U.S. Department of Energy questions the core arguments in support of the Keystone XL pipeline
Today, DOE posted its comments on the State Department Draft Environmental Impact Statement (DEIS) on the Keystone XL pipeline. The Keystone XL pipeline would carry up to 900,000 barrels per day of raw tarry bitumen in a high pressure pipe from Alberta, Canada, to the Gulf coast, approximately equal to the amount we are currently importing. The action follows similar action by EPA last week. We have been encouraging agencies to make their comments public in an effort to make the process more transparent and open to the public so this is a welcome development indeed. But even more welcome is that DOE, in a series of pointed questions, has asked State to “clarify or qualify” numerous statements made in support of the pipeline – statements that go to the heart of the need for the pipeline and even more fundamentally to the benefits of increased U.S. dependence on tar sands oil in the U.S. oil supply – what I call “sacred cow” arguments put forward by tar sands proponents. Here they are:
- DOE questions at the outset the statement that global and domestic oil supplies are unlikely to decrease substantially over the next 30 years, pointing out that the reports of the EIA (which is a branch of the DOE), upon which that statement is based, are not forecasts but reference cases that assume that technology, demographic trends and other factors – under current laws and regulations – do not change. “Outlooks produced by the EIA are not forecasts and do not imply a probabilistic assessment of the future.”

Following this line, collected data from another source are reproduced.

PR #8063, opened 2026-08-16
fix(core): raise RecipientNotFoundError instead of generic Exception for unknown recipients

### LINKED ISSUE #4964: Use of overly broad exception class complicates error handling

Xsidz:
## Summary

Fixes #4964

When `send_message` is called with an agent type that is not registered in the runtime, the runtime now raises `RecipientNotFoundError` instead of a bare `Exception("Recipient not found")`. This lets callers catch the specific error class rather than parsing the error message string.

**Changes:**
- Added `RecipientNotFoundError` to `autogen_core/exceptions.py`
- Exported `RecipientNotFoundError` from `autogen_core.__init__` so it is accessible as `from autogen_core import RecipientNotFoundError`
- Updated `_single_threaded_agent_runtime.py` to raise `RecipientNotFoundError` at the point where recipient lookup fails
- Added a test in `test_runtime.py` that verifies `RecipientNotFoundError` is raised for unregistered agent types

## Test plan

- [x] New test `test_send_message_to_unregistered_agent_raises_recipient_not_found` passes
- [x] Full `packages/autogen-core/tests/` suite passes (225 tests, 0 failures)
- [x] `RecipientNotFoundError` is importable directly from `autogen_core`
- [x] `RecipientNotFoundError` is also accessible via `autogen_core.exceptions.RecipientNotFoundError`

### DIFF
--- a/python/packages/autogen-core/src/autogen_core/__init__.py
+++ b/python/packages/autogen-core/src/autogen_core/__init__.py
@@ -58,6 +58,7 @@ from ._serialization import (
 )
 from ._single_threaded_agent_runtime import SingleThreadedAgentRuntime
 from ._subscription import Subscription
+from .exceptions import RecipientNotFoundError
 from ._subscription_context import SubscriptionInstantiationContext
 from ._telemetry import (
     trace_create_agent_span,
@@ -140,4 +141,5 @@ __all__ = [
     "trace_create_agent_span",
     "trace_invoke_agent_span",
     "trace_tool_span",
+    "RecipientNotFoundError",
 ]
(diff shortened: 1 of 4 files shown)


Xsidz:

Xsidz:

PR #962, opened 2021-03-03
Fixed deprecation warning caused by the latest version of Highlight.js

daveverwer:
Merge after #957

Screen Shot 2021-03-03 at 11 24 29@2x


daveverwer:
This causes the yarn build process to break. Not ready for merging!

- DOE states that suppliers of crude oil from Canada already have access to two existing pipelines and that “in addition, the recently approved Alberta Clipper and Keystone pipelines will ensure that there is enough pipeline capacity from Canada to the U.S. for some years.” They also write: “Recognizing that Canadian producers have four pipelines available for exporting WCSB to the U.S., it would be helpful to clarify or qualify the following two statements” that (a) without Keystone XL, there is no ready conduit for this oil, and (b) that the U.S. would remain dependent on unstable sources of oil from “the Mideast, Africa, Mexico, and South America.”

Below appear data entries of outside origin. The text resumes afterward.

PR #967, opened 2021-03-04
Make the resourceReloadString be based on local file modification date rather than the current time.

daveverwer:
It was always a bit of a hack to use the current date/time to force the local dev environment to reload fresh JS/CSS resources. This is how it should have been done originally.

This changed was prompted by the addition of Turbolinks. If we reload the CSS/JS with *every* page load, like we were, then Turbolinks never gets to do its job and it's effectively impossible to test Turbolinks locally as it's always doing full resource re-loads.

### DIFF
--- a/Sources/App/Core/AppVersion.swift
+++ b/Sources/App/Core/AppVersion.swift
@@ -1,4 +1,8 @@
 // In a local development environment, appVersion will remain nil (as set here).
 // In the staging development environment, appVersion is set to the commit hash of the deployed version.
 // In production, appVersion is set either to released tag name, or to the commit hash if that does not exist.
+
+// Note: If the definition of appVersion ever changes, the `gitlab-ci.yml` file also
+// needs updating as this file is re-generated during the deployment process.
+
 let appVersion: String? = nil
--- a/Sources/App/Core/AppVersion.swift
+++ b/Sources/App/Core/AppVersion.swift
@@ -1,1 +1,4 @@
-let appVersion = "dev - will be overriden in release builds"
+// In a local development environment, appVersion will remain nil (as set here).
+// In the staging development environment, appVersion is set to the commit hash of the deployed version.
+// In production, appVersion is set either to released tag name, or to the commit hash if that does not exist.
+let appVersion: String? = nil
--- a/Sources/App/Views/PublicPage.swift
+++ b/Sources/App/Views/PublicPage.swift
@@ -127,6 +127,9 @@ class PublicPage {
         if let appVersion = appVersion {
             return appVersion
         } else {
+            // Running under test? It's annoying to need to update snapshots every time the CSS or JS is saved.
+            if let _ = NSClassFromString("XCTest") { return "test" }
+
             // Return the date of the most recently modified between the JavaScript and CSS resources.
             let jsModificationDate = modificationDate(forLocalResource: "main.js")
             let cssModificationDate = modificationDate(forLocalResource: "main.css")
--- a/Sources/App/Views/PublicPage.swift
+++ b/Sources/App/Views/PublicPage.swift
@@ -101,15 +101,37 @@ class PublicPage {
                     """))
     }
 
-    /// A query string that will force resources to reload after they change. In development this is the
-    /// current date, to force a reload every time. In production this is the date of the last deploy.
+    /// A query string that will force resources to reload CSS/JS resources change.
     /// - Returns: A string containing the query string.
     final func resourceReloadQueryString() -> String {
-        let secondsSince1970String = String(Int(Current.date().timeIntervalSince1970))
-        do {
-            return (try Environment.detect() == .development) ? secondsSince1970String : appVersion
-        } catch {
-            return secondsSince1970String
+
+        // This method is only called in a local development environment, so all paths
+        // can be relative to this source file.
+        func modificationDate(for resource: String) -> Date {
+            let relativePathToPublic = "../../../Public/"
+            let url = URL(fileURLWithPath: relativePathToPublic + resource,
+                relativeTo: URL(fileURLWithPath: #file))
+
+            // Assume the file has been modified *now* if the file can't be found.
+            guard let attributes = try? Foundation.FileManager.default.attributesOfItem(atPath: url.absoluteString)
+            else { return Date() }
+
+            // Also assume the file is modified now if the attribute doesn't exist.
+            let modificationDate = attributes[FileAttributeKey.modificationDate] as? Date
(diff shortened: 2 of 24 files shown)


Sources/App/Views/PublicPage.swift
```diff
@@ -101,15 +101,40 @@ class PublicPage {
...
+            // Also assume the file is modified now if the attribute doesn't exist.
+            let modificationDate = attributes[FileAttributeKey.modificationDate] as? Date
+            return modificationDate ?? Date()
+        }
+
+
+        // In staging or production appVersion will be set to a commit hash, or a tag name.
+        // It will only ever be nil when running in a local development environment.
+        if let appVersion = appVersion {
+            return appVersion
```
daveverwer, line 128: In staging and production environments, this is the exact same code as was previously being executed so there should be no change to staging/production caused by this.

daveverwer:
Hmm, it looks like tests are failing because this line maybe isn't working on Linux? Tests run fine locally.

```
if let _ = NSClassFromString("XCTest") { return "test" }
```

I just did a bit of research and [found this](https://bugs.swift.org/browse/SR-3333) which seems to confirm that `NSClassFromString` does not work on Linux.

Sources/App/Core/AppVersion.swift
```diff
@@ -1 +1,4 @@
-let appVersion = "dev - will be overriden in release builds"
+// In a local development environment, appVersion will remain nil (as set here).
+// In the staging development environment, appVersion is set to the commit hash of the deployed version.
+// In production, appVersion is set either to released tag name, or to the commit hash if that does not exist.
+let appVersion: String? = nil
```
finestructure, line 4: I suspect this will fail the builds on Gitlab, where we create the images, because the command is:

```
  script: |
    VERSION=${CI_COMMIT_TAG:-$CI_COMMIT_SHA}
    echo 'let appVersion = "'${VERSION}'"' > ./Sources/App/Core/AppVersion.swift
```

This would need to be changed to

```
  script: |
    VERSION=${CI_COMMIT_TAG:-$CI_COMMIT_SHA}
    echo 'let appVersion: String? = "'${VERSION}'"' > ./Sources/App/Core/AppVersion.swift
```

daveverwer:
> I just did a bit of research and [found this](https://bugs.swift.org/browse/SR-3333) which seems to confirm that `NSClassFromString` does not work on Linux.

I'm not coming up with much that allows detection of a test environment on Linux. Any ideas @finestructure?

Sources/App/Core/AppVersion.swift
daveverwer: Fixed

finestructure:
I would set an env variable that we inspect, like we do for "running in CI":

```swift
    var isRunningInCI: Bool {
        ProcessInfo.processInfo.environment.keys.contains("GITHUB_WORKFLOW")
    }
```

finestructure:
Or maybe just abuse one of the existing ones as a "hint", for instance `XCTestSessionIdentifier`:

```
(lldb) po ProcessInfo.processInfo.environment.keys
▿ Dictionary.Keys(["NSUnbufferedIO", "XCTestSessionIdentifier", "METRICS_PUSHGATEWAY_URL", "DEV_TWITTER_API_SECRET", "__XPC_DYLD_LIBRARY_PATH", "DEV_TWITTER_ACCESS_TOKEN_SECRET", "DEV_TWITTER_ACCESS_TOKEN_KEY", "DATABASE_HOST", "SWIFTUI_VIEW_DEBUG", "CA_ASSERT_MAIN_THREAD_TRANSACTIONS", "PWD", "LD_LIBRARY_PATH", "__CF_USER_TEXT_ENCODING", "MallocNanoZone", "XCTestBundlePath", "DATABASE_NAME", "GITLAB_PIPELINE_TOKEN", "LOGNAME", "BUILDER_TOKEN", "DEV_TWITTER_API_KEY", "XPC_FLAGS", "DYLD_LIBRARY_PATH", "SQLITE_ENABLE_THREAD_ASSERTIONS", "DATABASE_PORT", "USER", "SSH_AUTH_SOCK", "DYLD_FALLBACK_FRAMEWORK_PATH", "DYLD_FALLBACK_LIBRARY_PATH", "DYLD_FRAMEWORK_PATH", "DATABASE_PASSWORD", "PATH", "HOME", "CA_DEBUG_TRANSACTIONS", "SKIP_SNAPSHOTS", "SHELL", "OS_ACTIVITY_DT_MODE", "XPC_SERVICE_NAME", "LaunchInstanceID", "__XPC_DYLD_FRAMEWORK_PATH", "__CFBundleIdentifier", "XCTestConfigurationFilePath", "DATABASE_USERNAME", "COMMAND_MODE", "TMPDIR", "GITHUB_TOKEN", "SECURITYSESSIONID", "LOG_LEVEL", "__XCODE_BUILT_PRODUCTS_DIR_PATHS"])
  ▿ _variant : _Variant
    ▿ object : _BridgeStorage<__RawDictionaryStorage>
      - rawValue : (Opaque Value)
```

daveverwer:
> Or maybe just abuse one of the existing ones as a "hint", for instance `XCTestSessionIdentifier`:

That's a great idea. 👍

Sources/App/Views/PublicPage.swift
```diff
@@ -101,15 +101,40 @@ class PublicPage {
...
+        } else {
+            // Running under test? It's annoying to need to update snapshots every time the CSS or JS is saved.
+            if let _ = NSClassFromString("XCTest") { return "test" }
```
finestructure, line 131: Is there no way to keep this inside the tests? It doesn't feel like it's the right place to test for test execution inside the app module. If possible I think we should constrain those kind of checks to the test module.

daveverwer: I agree, and I considered this when I wrote it, but I am not sure how we would best achieve it. It's such a specific thing that pulling it all out into a separate struct/class that can then be mocked seems like overkill.

finestructure: Let me take a quick look, I think this can be done in a pretty simple way.

finestructure (approved):

Sources/App/Views/PublicPage.swift
daveverwer: That's a great solution 👍 Thanks

daveverwer:
> > Or maybe just abuse one of the existing ones as a "hint", for instance `XCTestSessionIdentifier`:
> 
> That's a great idea. 👍

For future reference, this environment variable does not seem to be set when running under CI.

- DOE states that the pipeline will not shield the U.S. from global price shocks stating “The Keystone XL pipeline would also not eliminate U.S. demand in the international market or its exposure to price shocks propagating through that market, which affect the prices charged for supply from Alberta producers as well.” DOE continues: “When the world experienced an oil price shock in 2008, Canada sold crude to the U.S. at a price linked to a global market price, not at below market rates.” I.e. the pipeline would not reduce the volatility or price of oil overall, nor would it regulate the price of the oil coming through the pipeline itself. Thus DOE asks State to clarify its statements that (a) Keystone XL will lower crude oil prices and price volatility to the Gulf coast refineries and that (b) without Keystone XL, crude oil prices will increase.

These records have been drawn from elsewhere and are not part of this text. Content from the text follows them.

PR #989, opened 2021-03-17
Fix rate limit reporting

finestructure:
This is important to roll out before I activate any additional ingestion jobs. The problem was that I only added rate limit reporting when _hit_ the limit. Which is why there's no data available 😅


daveverwer (approved):
Conditional logic is hard! 😂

- DOE states that arguments that crude oil will go to Asia if Keystone XL is not built are not accurate because building a West Coast pipeline is not mutually exclusive with building Keystone XL. DOE says “it seems that issuance of a Presidential Permit for the Keystone XL pipeline will not foreclose an option others may be pursuing to establish a pipeline to the West” and asks for State to clarify its statement that if the pipeline is not built, much of the oil will be “exported to Japan, China and India.”
DOE asks many other important questions and points out many factual inconsistencies in assertions about amounts of oil currently imported, pipeline capacity and even if there are indeed contracts for the oil once the pipeline is built. In later blogs, we will go into more details about these and other agency comments.
For now, the DOE comments provide a powerful pairing with the EPA comments. The DOE comments raise fundamental and critical questions about the need for the pipeline and about the impact of the pipeline on oil price, supply and access. If these questions can’t be answered convincingly, it should be very hard to make the case that the tradeoffs in increased greenhouse gas pollution and the risks to communities surrounding tar sands operations – whether in Canada, along the pipeline path, or in the shadow of the refineries – are justified.
Bravo DOE for asking these tough questions. Now it is up to the State Department to respond.